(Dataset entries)
........

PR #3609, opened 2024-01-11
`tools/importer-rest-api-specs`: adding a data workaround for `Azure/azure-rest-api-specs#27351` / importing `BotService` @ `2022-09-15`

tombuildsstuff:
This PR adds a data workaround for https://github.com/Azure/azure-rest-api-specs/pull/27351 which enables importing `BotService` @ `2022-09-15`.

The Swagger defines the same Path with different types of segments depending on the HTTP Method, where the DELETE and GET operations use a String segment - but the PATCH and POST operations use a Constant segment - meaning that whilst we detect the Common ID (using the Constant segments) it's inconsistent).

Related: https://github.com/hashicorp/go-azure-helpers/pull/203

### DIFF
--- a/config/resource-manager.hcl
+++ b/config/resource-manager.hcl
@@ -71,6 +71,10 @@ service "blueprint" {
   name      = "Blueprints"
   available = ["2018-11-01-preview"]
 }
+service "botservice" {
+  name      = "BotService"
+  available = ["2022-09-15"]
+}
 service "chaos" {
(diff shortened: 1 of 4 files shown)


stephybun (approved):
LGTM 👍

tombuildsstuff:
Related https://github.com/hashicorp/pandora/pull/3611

........

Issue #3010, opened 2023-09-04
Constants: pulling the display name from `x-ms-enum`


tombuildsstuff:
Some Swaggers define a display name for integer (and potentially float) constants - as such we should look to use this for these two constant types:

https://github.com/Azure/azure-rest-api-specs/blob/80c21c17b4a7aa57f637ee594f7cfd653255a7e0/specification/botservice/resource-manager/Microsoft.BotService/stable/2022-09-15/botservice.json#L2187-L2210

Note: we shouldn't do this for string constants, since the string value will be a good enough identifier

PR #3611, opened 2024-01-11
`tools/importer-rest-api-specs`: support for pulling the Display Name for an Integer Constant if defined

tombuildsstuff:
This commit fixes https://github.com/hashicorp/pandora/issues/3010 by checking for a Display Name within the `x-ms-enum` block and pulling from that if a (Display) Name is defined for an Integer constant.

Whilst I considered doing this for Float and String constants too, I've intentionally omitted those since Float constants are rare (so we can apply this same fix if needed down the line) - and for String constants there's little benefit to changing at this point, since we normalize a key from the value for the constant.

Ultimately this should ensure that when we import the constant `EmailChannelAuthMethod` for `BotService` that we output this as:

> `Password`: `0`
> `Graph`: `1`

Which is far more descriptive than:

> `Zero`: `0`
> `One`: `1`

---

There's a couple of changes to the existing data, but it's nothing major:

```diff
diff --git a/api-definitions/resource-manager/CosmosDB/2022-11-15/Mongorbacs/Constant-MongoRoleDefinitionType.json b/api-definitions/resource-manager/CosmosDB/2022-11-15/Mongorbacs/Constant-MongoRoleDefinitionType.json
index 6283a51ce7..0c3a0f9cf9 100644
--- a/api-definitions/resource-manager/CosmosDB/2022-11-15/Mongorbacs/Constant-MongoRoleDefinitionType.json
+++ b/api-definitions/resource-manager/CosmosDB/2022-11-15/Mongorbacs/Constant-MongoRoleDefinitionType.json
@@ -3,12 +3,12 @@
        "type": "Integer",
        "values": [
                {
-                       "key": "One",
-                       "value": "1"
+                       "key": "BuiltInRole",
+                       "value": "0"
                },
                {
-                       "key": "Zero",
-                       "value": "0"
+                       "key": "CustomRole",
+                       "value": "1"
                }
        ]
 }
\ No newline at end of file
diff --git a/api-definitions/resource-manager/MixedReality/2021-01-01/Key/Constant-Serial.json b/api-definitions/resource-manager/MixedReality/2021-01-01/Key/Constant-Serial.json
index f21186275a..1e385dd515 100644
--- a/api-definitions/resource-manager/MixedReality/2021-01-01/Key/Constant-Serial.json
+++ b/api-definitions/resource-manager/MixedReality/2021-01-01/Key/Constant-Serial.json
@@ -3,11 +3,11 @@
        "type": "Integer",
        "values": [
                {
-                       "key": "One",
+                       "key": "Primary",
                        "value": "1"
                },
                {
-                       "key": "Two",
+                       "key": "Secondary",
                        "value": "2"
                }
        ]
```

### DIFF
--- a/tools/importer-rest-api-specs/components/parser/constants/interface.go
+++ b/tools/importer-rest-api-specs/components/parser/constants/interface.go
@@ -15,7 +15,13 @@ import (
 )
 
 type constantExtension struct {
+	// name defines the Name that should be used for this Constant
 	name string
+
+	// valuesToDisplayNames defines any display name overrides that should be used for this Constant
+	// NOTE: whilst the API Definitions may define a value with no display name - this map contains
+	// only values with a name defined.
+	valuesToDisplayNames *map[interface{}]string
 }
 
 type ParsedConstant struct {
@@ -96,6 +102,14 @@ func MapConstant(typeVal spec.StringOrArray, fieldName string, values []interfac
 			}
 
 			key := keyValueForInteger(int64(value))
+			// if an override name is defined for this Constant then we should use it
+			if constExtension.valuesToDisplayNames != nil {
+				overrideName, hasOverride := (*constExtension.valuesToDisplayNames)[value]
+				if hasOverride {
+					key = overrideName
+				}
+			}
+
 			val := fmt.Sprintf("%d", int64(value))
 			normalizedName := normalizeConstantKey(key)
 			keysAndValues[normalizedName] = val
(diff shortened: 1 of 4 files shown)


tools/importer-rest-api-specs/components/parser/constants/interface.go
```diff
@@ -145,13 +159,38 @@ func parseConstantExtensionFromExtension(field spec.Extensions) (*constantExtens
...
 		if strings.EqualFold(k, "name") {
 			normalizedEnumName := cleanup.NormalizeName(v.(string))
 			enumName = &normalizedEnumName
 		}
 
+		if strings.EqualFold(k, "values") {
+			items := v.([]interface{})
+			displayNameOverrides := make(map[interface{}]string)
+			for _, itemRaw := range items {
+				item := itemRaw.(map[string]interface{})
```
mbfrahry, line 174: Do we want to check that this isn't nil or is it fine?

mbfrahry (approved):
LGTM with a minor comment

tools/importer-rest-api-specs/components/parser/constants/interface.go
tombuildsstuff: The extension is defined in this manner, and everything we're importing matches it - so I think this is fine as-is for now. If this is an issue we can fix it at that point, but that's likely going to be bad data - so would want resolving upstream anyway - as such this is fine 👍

........

## Exercise
Whenever a line of the data holds the string "resource", pick that line out.

## Written answer
--- a/config/resource-manager.hcl
+++ b/config/resource-manager.hcl
https://github.com/Azure/azure-rest-api-specs/blob/80c21c17b4a7aa57f637ee594f7cfd653255a7e0/specification/botservice/resource-manager/Microsoft.BotService/stable/2022-09-15/botservice.json#L2187-L2210
diff --git a/api-definitions/resource-manager/CosmosDB/2022-11-15/Mongorbacs/Constant-MongoRoleDefinitionType.json b/api-definitions/resource-manager/CosmosDB/2022-11-15/Mongorbacs/Constant-MongoRoleDefinitionType.json
--- a/api-definitions/resource-manager/CosmosDB/2022-11-15/Mongorbacs/Constant-MongoRoleDefinitionType.json
+++ b/api-definitions/resource-manager/CosmosDB/2022-11-15/Mongorbacs/Constant-MongoRoleDefinitionType.json
diff --git a/api-definitions/resource-manager/MixedReality/2021-01-01/Key/Constant-Serial.json b/api-definitions/resource-manager/MixedReality/2021-01-01/Key/Constant-Serial.json
--- a/api-definitions/resource-manager/MixedReality/2021-01-01/Key/Constant-Serial.json
+++ b/api-definitions/resource-manager/MixedReality/2021-01-01/Key/Constant-Serial.json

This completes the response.